Excerpted data:
PR #53, opened 2021-06-09
Added method to update a Y.XMLFragment from a Prosemirror Doc Node

SamDuvall:
If the `y-prosemirror` utility functions were called from a `Y.XMLElement` perspective, instead of a `Y.Doc` with a xmlFragment key perspective, developers could re-use the utility functions to perform Y.XMLElement updates on the server. This would give developers another tool to build documents on a server before they are served to clients.

```
export const appendNodes = (
  yXmlFragment: Y.XmlFragment,
  jsonNodes: XmlNode[],
  schema: Schema
) => {
  // Create the initial state
  const json = yXmlFragmentToProsemirrorJSON(yXmlFragment)
  const doc = Node.fromJSON(schema, json)
  const state = EditorState.create({ doc, schema })
  
  // Create the new state
  const nodes = jsonNodes.map(node => Node.fromJSON(schema, node))
  const endPosition = state.doc.content.size
  const tr = state.tr.insert(endPosition, nodes)
  const newState = state.apply(tr)

  // Update the yDoc
  updateYXmlFragmentFromProsemirror(type, newState.doc)
}

```


SamDuvall:
I've had a slight change of heart from my initial comment. I really only needed `updateYFragment` export from the `sync-plugin`.

However, I do think the signature for `yDocToProsemirrorJSON` isn't quite right, because I have a use case where my `Y.XmlFragment` is not hanging off of the `Y.Doc`, which I think is a valid use case. I exported another function `yXmlFragmentToProsemirrorJSON` which converts a `Y.XmlFragment` to JSON and then had `yDocToProsemirrorJSON` use `yXmlFragmentToProsemirrorJSON` to preserve backward-compatibility and not add any duplication.

src/y-prosemirror.js
```diff
@@ -1,5 +1,5 @@
 export * from './plugins/cursor-plugin.js'
-export { ySyncPlugin, isVisible, getRelativeSelection, ProsemirrorBinding } from './plugins/sync-plugin.js'
+export { ySyncPlugin, isVisible, getRelativeSelection, updateYFragment, ProsemirrorBinding } from './plugins/sync-plugin.js'
```
dmonad, line 2: Do you need `updateYFragment`? I don't think this should be exported.

dmonad (changes requested):
Looks good. Please just clarify this one thing.

src/y-prosemirror.js
SamDuvall: No, what I really want is `prosemirrorJSONToYFragment` instead of `prosemirrorJSONToYDoc`. Should I make a separate PR or amend this one?

BrianHung: Just wondering, would `prosemirrorJSONToYFragment` also allow for the conversion of json to `Y.XMLElement`? 

I'm looking through `y-prosemirror` looking for blockers preventing people from using `Y.XMLElement` as the type (in the case of a custom top document), and noticing `prosemirrorJSONToYDoc` hardcodes the `Y.XMLFragment` with `ydoc.get(xmlFragment, Y.XmlFragment)`.

Right now, one can't make a `prosemirrorJSONToYXmlElement` because `updateYFragment` isn't exported as you pointed out.

tommoor: `updateYFragment` exported with a slightly cleaner interface would be incredibly useful. Perhaps something with the signature of: `applyProsemirrorToYDoc(ydoc, prosemirrorDoc)`

PR #54, opened 2021-06-18
Fix `binding === null` due to asynchronous creation. Fixes #42

### LINKED ISSUE #42: TypeError: Cannot read property 'mapping' of null
**Description of the bug**

I am currently using the prosemirror editor together with Yjs in an application made in React. In this application I have developed my own component that creates a tiptap editor (uses prosemirror, I was guided by the examples recommended in the documentation), this since I need to be able to add and remove editors dynamically. The error occurs on line 127 of the file "cursors-plugin.js" of the library "y-prosemirror" located in `"[...]/node_modules/y-prosemirror/src/plugins/cursor-plugin.js: 127"`. And it happens when a user adds a new editor (input) while another user is editing in another editor (input).

**To reproduce**
Due to the context, it is a case that is perhaps difficult to reproduce, however broadly the steps to reproduce the behavior are:
1. Create a project in React.
2. Create a context that stores the y-document and provider.
3. Create a component that instantiates a new TipTap editor in the document.
4. Generate for each element of an array (it can be an array with numbers) a component (the one that was created previously).
5. Create a button to add a new element to the arrangement.
6. Open two tabs in the browser.
7. In a tab, leave the cursor inside one of the editors already created according to the arrangement.
8. In the other tab, press the button that adds a new element to the arrangement.
9. See the error in the console.

** Expected behavior **
The desired behavior is that if a user is editing a field and another user adds a new element to an array (thus a new editor is generated), the application does not break.

**Screenshots**

image

**Environment Information**
 - Browser: Chrome.
 - Back-end: Node.js v12.18.3
 - The dependencies used in this project are:
 - "dependencies": {
    "@material-ui/core": "^4.11.3",
    "@material-ui/icons": "^4.11.2",
    "@material-ui/lab": "^4.0.0-alpha.57",
    "@testing-library/jest-dom": "^5.11.9",
    "@testing-library/react": "^11.2.3",
    "@testing-library/user-event": "^12.6.2",
    "@tiptap/core": "^2.0.0-beta.5",
    "@tiptap/extension-character-count": "^2.0.0-beta.1",
    "@tiptap/extension-collaboration": "^2.0.0-beta.4",
    "@tiptap/extension-collaboration-cursor": "^2.0.0-beta.4",
    "@tiptap/extension-document": "^2.0.0-beta.1",
    "@tiptap/extension-paragraph": "^2.0.0-beta.1",
    "@tiptap/extension-text": "^2.0.0-beta.1",
    "@tiptap/react": "^2.0.0-beta.4",
    "@tiptap/starter-kit": "^2.0.0-beta.4",
    "chart.js": "^2.9.4",
    "query-string": "^6.14.0",
    "react": "^17.0.1",
    "react-dom": "^17.0.1",
    "react-indiana-drag-scroll": "^1.8.0",
    "react-query": "^3.6.0",
    "react-router-dom": "^5.2.0",
    "react-scripts": "4.0.1",
    "socket.io-client": "^3.1.1",
    "web-vitals": "^0.2.4",
    "y-websocket": "^1.3.11",
    "yjs": "^13.5.3"
  },

**Proposed Solution**
The solution that worked for me has been to change line 127 of the file `"[...]/node_modules/y-prosemirror/src/plugins/cursor-plugin.js"` which was like this:

`} else if (current.cursor! = null && relativePositionToAbsolutePosition (ystate.doc, ystate.type, Y.createRelativePositionFromJSON (current.cursor.anchor), ystate.binding.mapping)! == null) {`

Adding the validation "ystate.binding! = Null":

`} else if (current.cursor! = null && ystate.binding! = null && relativePositionToAbsolutePosition (ystate.doc, ystate.type, Y.createRelativePositionFromJSON (current.cursor.anchor), ystate.binding.mapping)! == null) {`

However, I would like to have an answer or opinion as to whether what I just did is okay or not. Thank you very much in advance for your time.

whawker:


src/plugins/sync-plugin.js
```diff
@@ -85,58 +137,21 @@ export const ySyncPlugin = (yXmlFragment, { colors = defaultColors, colorMapping
...
+        return pluginState
       },
       apply: (tr, pluginState) => {
-        const change = tr.getMeta(ySyncPluginKey)
-        if (change !== undefined) {
-          pluginState = Object.assign({}, pluginState)
-          for (const key in change) {
-            pluginState[key] = change[key]
-          }
-        }
```
whawker, line 107: I have removed this, I'm unsure of the larger impact, but everything seems to work fine without it in my project?

src/plugins/sync-plugin.js
```diff
@@ -65,6 +65,57 @@ const getUserColor = (colorMapping, colors, user) => {
...
+    }
+    this.binding = new ProsemirrorBinding(this.type, view)
+    return this
+  }
+
+  destroy () {
+    if (this.binding) {
+      this.binding.destroy()
+    }
+    this.binding = null
```
ankon, line 92: Mostly for consistency: Wouldn't hurt to also explicitly init `this.binding = null` in the constructor?

whawker: Good spot, fixed.

ronnyroeller:
@dmonad We're relying on this fix (currently running on a fork of y-prosemirror). Is there a chance to get this PR merged into `master`?

whawker:
@dmonad Any chance you could take a look over this?

flaviouk:
Can also confirm that this fixes an issue related to the binding null I was having.

src/plugins/sync-plugin.js
dmonad: Other plugins might use this to set properties like `snapshot` or `colorMapping`. We can't just remove this.

dmonad (changes requested):
Thanks @whawker for providing a fix. 

First I want to say that I agree that y-prosemirror really needs a refactor. It was the first ProseMirror plugin I ever wrote (without understanding how ProseMirror works) and it grew significantly over time. A lot of the functionality (e.g. snapshots) are not documented but are widely used by different projects because they found my demos and figured out the  API that I wanted to hide.

This PR will definitely break other people's code. The y-sync plugin state is supposed to be an Object (although I agree that it should have been an instance of YSyncState, but that wasn't clear to me at the time when I wrote the code). Also, you break some of the features (e.g. adding/overwriting properties to the y-sync state). Can you please revert the changes that are not necessary for this PR? It should be easy to review for me.

src/plugins/sync-plugin.js
whawker: @dmonad I have restored this, but dropped the line `pluginState = Object.assign({}, pluginState)`

I guess this is to make the plugin state immutable? In [the example](https://prosemirror.net/examples/track/) I copied this pattern from, it looks like the plugin apply step returns a new instance of the state to achieve this immutability.

However with the asynchronous setting of the `binding` using the view, I'm not 100% sure how to achieve this, anybody have any suggestions?

PR #55, opened 2021-06-21
Add the ability to customise user cursor selection

whawker:
* Exposes a class name for CSS styling
* Add the ability to set a custom selection color or a custom alpha

This PR adds `tinycolor2` as a dependency, meaning
* Any color notation can be used - only 6 character Hex codes worked before
* Alpha transparency can be configured, and will work regardless of the color notation used.

### DIFF
--- a/package-lock.json
+++ b/package-lock.json
@@ -3201,6 +3201,11 @@
       "integrity": "sha1-DdTJ/6q8NXlgsbckEV1+Doai4fU=",
       "dev": true
     },
+    "tinycolor2": {
+      "version": "1.4.2",
+      "resolved": "https://registry.npmjs.org/tinycolor2/-/tinycolor2-1.4.2.tgz",
+      "integrity": "sha512-vJhccZPs965sV/L2sU4oRQVAos0pQXwsvTLkWYdqJ+a8Q5kPFzJTuOFwy7UniPli44NKQGAglksjvOcpo95aZA=="
+    },
     "tmp": {
       "version": "0.0.33",
       "resolved": "https://registry.npmjs.org/tmp/-/tmp-0.0.33.tgz",
--- a/package.json
+++ b/package.json
@@ -44,7 +44,8 @@
   },
   "homepage": "https://github.com/yjs/y-prosemirror#readme",
   "dependencies": {
-    "lib0": "^0.2.34"
+    "lib0": "^0.2.34",
+    "tinycolor2": "^1.4.2"
   },
   "peerDependencies": {
     "yjs": "^13.3.2",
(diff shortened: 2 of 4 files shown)


ankon (approved):
I think it would be good to provide a reason for using another external library for what is probably a fairly simple color operation (`if color has alpha, then use that, otherwise set to provided value`) in the PR description for the future reviewers; other than that -- LGTM.

nc:
+1 - would love to see this merged in :)

ankon:
One problem with the proposed change is that it requires the color of the client cursors to be consistent across the clients. That's not always needed (I don't care whether I appear as "red" or "blue" on your side, for example), and sometimes problematic: The color your client chose might actually be unreadable on my screen because I use a different theme. The latter part can easily be seen when assuming a dark/light theme switch for a collaborative application. 

IMHO at least the actual color selection should be ran through a (optional) local translation layer, which would take the user state and return the actual colors to be used.

tommoor:
Would prefer not to see this additional dependency merged, you can already pass your own builder to the cursor plugin and use any logic you want to store and manipulate the color

ankon:
I think indeed that the cursor builder extensibility is enough for configuring the cursor. This PR is not so much about the _cursor_ though, but rather the hard-coded logic for building up the _selection_.

But, I do agree that simply bringing in more options is not helpful. The plugin can provide the infrastructure, but ideally we want the app/user to use that infrastructure to configure the world. As an alternative, what about closing this PR, and instead creating one that adds a `SelectionBuilder` + `defaultSelectionBuilder` as another (optional) option similar to the cursor builder?

dmonad:
Hi @whawker , 

thank you for this! I'm strict about not adding third-party dependencies to any of my projects (unless they are strictly necessary). Furthermore, I think what you want to achieve can be done without adding a color library to y-prosemirror. @ankon Just added a really nice PR that allows you to manipulate colors or build your own selection based on custom color libraries: https://github.com/yjs/y-prosemirror/pull/94

ronnyroeller:
Thanks for all your guidance, @dmonad !

To close the loop:
We found out that we indeed didn't need the proposed library change. In fact, we even ended up not synchronizing cursor colors at all, avoiding many hard corner cases.
For future readers stumbling over the same issue, we shared the details here: https://medium.com/collaborne-engineering/cursor-colors-with-prosemirror-yjs-76a04b836566

dmonad:
Sweet, thanks for writing this! 

I also found your other article about serverless y-webrtc and added it to the docs. Seems super useful!
https://github.com/yjs/y-webrtc/commit/f100613f417a31aef13f2b1daff0ec544ff0ccff

PR #63, opened 2021-08-16
support marks on element nodes

BrianHung:


BrianHung:
An alternative serialization method might be to just use `setAttribute('marks', node.marks)` to distinguish between `attrs` and `marks. This would also allow `marks` to retain its expected properties of being an array (which help with https://github.com/yjs/y-prosemirror/pull/52), and we wouldn't also have to rely on `schema` to tell if something is a `mark` or `attrs`.

PR #64, opened 2021-08-17
modularize `yDocToProsemirrorJSON` to `Y.XmlText` and `Y.XmlElement`

BrianHung:


src/plugins/sync-plugin.js
```diff
@@ -469,8 +469,7 @@ const createTextNodesFromYText = (text, schema, mapping, snapshot, prevSnapshot,
   const nodes = []
   const deltas = text.toDelta(snapshot, prevSnapshot, computeYChange)
   try {
-    for (let i = 0; i < deltas.length; i++) {
-      const delta = deltas[i]
+    for (const delta in deltas) {
```
dmonad: Please don't use for-in loops for arrays as they fail to transpile in old typescript versions. I deliberately only use normal for loops.

src/lib.js
```diff
@@ -214,95 +213,107 @@ export function prosemirrorToYDoc (doc, xmlFragment = 'prosemirror') {
...
  */
-export function yDocToProsemirrorJSON (
-  ydoc,
-  xmlFragment = 'prosemirror'
-) {
+export function yDocToProsemirrorJSON (ydoc, xmlFragment = 'prosemirror') {
   const items = ydoc.getXmlFragment(xmlFragment).toArray()
+  return {
+    type: 'doc',
+    content: items.map(typeToProseMirrorJSON).flat()
```
dmonad, line 249: The `.flat()` method is a fairly recent addition to EcmaScript. Please use `import { flatten } from 'lib0/array'` instead.

dmonad (changes requested):
Hi @BrianHung,

thanks for working on this. I will give this PR another review if you leave the existing API functional. Unless there is a good reason, we can't change the arguments or the names of the functions without breaking existing code.

SamDuvall:
@BrianHung, @dmonad, I don't think `yDocToProsemirrorJSON` is the correct signature to convert a `Y.XmlFragment` to JSON. In my mind, a `Y.XmlFragment` is an array of `Node`s, not a `Node` with type 'doc'.

See my PR here: https://github.com/yjs/y-prosemirror/pull/53

BrianHung:
> I don't think `yDocToProsemirrorJSON` is the correct signature to convert a `Y.XmlFragment` to JSON. In my mind, a `Y.XmlFragment` is an array of `Node`s, not a `Node` with type 'doc'.

@SamDuvall I agree with both of your points about separating `yDoc` from `Y.XmlFragment`. `YXmlFragmentToProsemirrorJSON` is pretty simple with the newly modularized functions -- just needed that `serialize` function to be outside of it -- so I've added that as well.

dmonad:
Thanks to @BrianHung  and @SamDuvall  we now have two competing implementations :thinking: 

https://github.com/yjs/y-prosemirror/pull/53
https://github.com/yjs/y-prosemirror/pull/64

After reviewing this I think you are right that we should change the signature. I would be fine with making another major release for this feature. Could you both please communicate and come up with a solution that works for both of you. I'll merge the version that you both reviewed and agree with. Thanks!

SamDuvall:
This PR has everything I need for converting `Y.Xml*` to JSON. I am happy to abandon https://github.com/yjs/y-prosemirror/pull/53 and then create a new PR that focuses on JSON to `X.XmlFragment`.

BrianHung:
> we should change the signature

To clarify, this would mean in essence deprecating `yDocToProsemirrorJSON` in favor of the other two utility methods `YXmlFragmentToProsemirrorJSON` and `YXmlElementToProsemirrorJSON`?

Because if we change the signature of `yDocToProsemirrorJSON` to return "an array of Nodes" as Sam suggested, that would be equivalent to `YXmlFragmentToProsemirrorJSON`. 

In my view, deprecating `yDocToProsemirrorJSON` would be good because it'd force the end user to explicitly work with `YXMLFragment` or `YXMLElement` instead of that being abstracted behind `Y.Doc` and a `field`. 

Those using the new API but want the old abstraction of `yDocToProsemirrorJSON` can easily migrate by:
```js
// Previously
let json = yDocToProsemirrorJSON(ydoc)

// Now
let xmlFragment = ydoc.getXmlFragment('prosemirror')
let json = {type: 'doc', content: YXmlFragmentToProsemirrorJSON(xmlFragment)}
```

SamDuvall:
If we're doing a major version bump, then I agree with @BrianHung's proposal to just delete `yDocToProsemirrorJSON`, so long as there is a clear explanation in the release notes.

@dmonad, if we did a major version bump, would you be okay with taking https://github.com/yjs/y-prosemirror/issues/34 as-is or would you still like a PR that is backwards-compatible? I'm coming across some issues with annotations/comment/suggestions that would benefit greatly from marks of the same type (e.g. comment) being allowed.

flaviouk (approved):
This would be a great addition!

I also need to be able to set prosemirror content json to a YFragment, I believe updateYFragment does this, but I'm curious if we should create a separate PR for that:
https://github.com/yjs/y-prosemirror/pull/53

EricHasegawa:
Any updates here? Having the same issue needing overlapping nodes with different attributes

PR #67, opened 2021-09-07
Change Y.XmlElement instanceof check to constructor.name

TeemuKoivisto:
In local development, at times you get multiple instances of the same library by npm linking modules
back and forth. Using instanceof with two Yjs libraries loaded fails which would seem unnecessary or at least
should be handled somewhere else.

Related https://discuss.yjs.dev/t/prosemirror-build-variations-and-yjs-shared-cursor/228/3

### DIFF
--- a/src/plugins/sync-plugin.js
+++ b/src/plugins/sync-plugin.js
@@ -390,7 +390,7 @@ export class ProsemirrorBinding {
 const createNodeIfNotExists = (el, schema, mapping, snapshot, prevSnapshot, computeYChange) => {
   const node = /** @type {PModel.Node} */ (mapping.get(el))
   if (node === undefined) {
-    if (el instanceof Y.XmlElement) {
+    if (el.constructor.name === Y.XmlElement.name) {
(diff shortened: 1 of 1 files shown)


dmonad:
Comparing the constructors is fairly ingrained into Yjs. This is by far the most performant way to compare types and is therefore preferred over `constructor.name` which basically does a string comparison. This would seriously downgrade performance when we have documents with over a million `Structs` (I need to distinguish between different kinds of content very often).

There might be a more performant way to implement what you are asking for. However, I'm fairly sure that any approach will hit performance significantly.

I don't want to spend this amount of time when I actually think that the fault is with the user of this library. There is no good reason to have two versions of Yjs installed. I understand that tooling often makes it difficult to prevent having the same package installed multiple times. But then again.. maybe the tooling is wrong for enforcing such behavior. This is part of the reason why web applications nowadays are so bloated. 

If you submit a PR that solves this issue and doesn't reduce performance in [crdt-benchmarks](https://github.com/dmonad/crdt-benchmarks) then I'd be happy to merge it.

Issue #56, opened 2021-06-28
Get mapping without sync-plugin


DanSnow:
**Checklist**

[ ] Are you reporting a bug? Use github issues for bug reports and feature requests. For general questions, please use https://discuss.yjs.dev/
[ ] Try to report your issue in the correct repository. Yjs consists of many modules. When in doubt, report it to https://github.com/yjs/yjs/issues/

**Is your feature request related to a problem? Please describe.**
I want to use `relativePositionToAbsoultePosition` and `absolutePositionToRelativePosition` at the websocket server side. These helper functions require a mapping parameter. Currently, I just copy and paste [`createNodeFromYElement`](https://github.com/yjs/y-prosemirror/blob/1c393fb3254cc1ed4933e8326b57c1316793122a/src/plugins/sync-plugin.js#L412) and its related functions from sync-plugin.js but since it's private API. I want to ask is it possible to expose a public API to do get the mapping from Y.js document?

**Describe the solution you'd like**
Expose a helper function to get the mapping

**Describe alternatives you've considered**

**Additional context**

jamesopti:
This would be useful for us as well to work with relative positions on the server side.

jjgmckenzie:
Any plans with this in 2023?

PR #69, opened 2021-10-05
Expose the `mapping` when converting Prosemirror (JSON) to Y.Doc instances

ankon:
This mapping is needed for invoking the position transformation functions, and therefore
shouldn't be thrown away.

---

I added the parameter at the end and made it optional with a default matching the previous behavior, so I claim that this should be quite safe.

Possibly related: 
* https://github.com/yjs/y-prosemirror/issues/56
* https://github.com/yjs/y-prosemirror/pull/64 seems to be focused on the other direction to be more reusable, and may trigger a major version update -- so changing the order of the parameters here could also be done as part of that.

### DIFF
--- a/src/lib.js
+++ b/src/lib.js
@@ -193,16 +193,17 @@ export const relativePositionToAbsolutePosition = (y, documentType, relPos, mapp
  *
  * @param {Node} doc
  * @param {string} xmlFragment
+ * @param {ProsemirrorMapping} mapping
  * @return {Y.Doc}
  */
-export function prosemirrorToYDoc (doc, xmlFragment = 'prosemirror') {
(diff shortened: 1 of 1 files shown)


jamesopti:
We have the need for this too! Thanks for this PR @ankon !

@dmonad any thoughts here?

HelloAlexPan:
Same here! Bump

jamesopti:
Any update on this one?

EricHasegawa:
Bumping this! @dmonad Any thoughts?

ankon:
Purely for the record: I no longer work with prosemirror at all, so if you want to merge this -- please do! But if it needs fixes/adjustments, please also feel absolutely free to do them as I won't be able to.

PR #71, opened 2021-10-16
fix: abort scheduled processes on destruction

### LINKED ISSUE #70: Uncaught TypeError: Cannot read properties of null (reading 'matchesNode')
> Please save me some time and use the following template. In 90% of all issues I can't reproduce the problem because I don't know what exactly you are doing, in which environment, or which y-* version is responsible. Just use the following template even if you think the problem is obvious.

Goal of the exercise:
Take the lines above from the first through the one containing "I've had a slight" and reproduce them exactly; include nothing else.

Task result:
PR #53, opened 2021-06-09
Added method to update a Y.XMLFragment from a Prosemirror Doc Node

SamDuvall:
If the `y-prosemirror` utility functions were called from a `Y.XMLElement` perspective, instead of a `Y.Doc` with a xmlFragment key perspective, developers could re-use the utility functions to perform Y.XMLElement updates on the server. This would give developers another tool to build documents on a server before they are served to clients.

```
export const appendNodes = (
  yXmlFragment: Y.XmlFragment,
  jsonNodes: XmlNode[],
  schema: Schema
) => {
  // Create the initial state
  const json = yXmlFragmentToProsemirrorJSON(yXmlFragment)
  const doc = Node.fromJSON(schema, json)
  const state = EditorState.create({ doc, schema })
  
  // Create the new state
  const nodes = jsonNodes.map(node => Node.fromJSON(schema, node))
  const endPosition = state.doc.content.size
  const tr = state.tr.insert(endPosition, nodes)
  const newState = state.apply(tr)

  // Update the yDoc
  updateYXmlFragmentFromProsemirror(type, newState.doc)
}

```


SamDuvall:
I've had a slight change of heart from my initial comment. I really only needed `updateYFragment` export from the `sync-plugin`.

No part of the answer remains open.